Telling stories to others is the means by which unconscious stories become conscious, with language reflecting the person’s mental state (Bucholtz and Hall, 2005).

One way identities are given form is through (auto-)biographical narrative where speakers identify with characters and plots, ethical and moral stances, and the discourses of multiple activity systems (Roth, 2007, Ivanič, 2006).

McConnell (2002), discussing e-learning communities in higher education, argues that students’ identities are negotiated along four dimensions: their purpose as learners, their relationship with tutors, their place in the academic world, and the boundaries between their professional practice and their group work.

REFERENCE

Bucholtz, M. and Hall, K. (2005) 'Identity and interaction: a sociocultural linguistic approach', Discourse Studies, vol., 7, no. 4-5, pp. 585-614.
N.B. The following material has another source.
PR #372, opened 2018-04-19
User/ofaletse/cb 2738/fix the drop down to only list program name

ofaletse:
@lvdheever please review.

This PR set the list of drop down to only contain program names, instead of listing all the files in `/var/kat/log`, which makes it very hard to navigate through the list of 21 files per process/program_name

Ivanic, R. (2006) Language, learning and identification . In R. Kiely, P. Rea-Dickens, H. Woodfield and G. Clibbon (eds.) Language, Culture and Identity in Applied Linguistics . Equinox pp. 7-29 Available from http://www.lancs.ac.uk/lflfe/publications/pubsdocs/Language,%20learning%20and%20identific ation.doc (accessed 2 June 2008)

 

McConnell, D. (2002) 'Negotiation, identity and knowledge in e-learning communities', In Proceedings of the 3rd International Conference on Networked Learning, Sheffield, U.K., pp. 248-257.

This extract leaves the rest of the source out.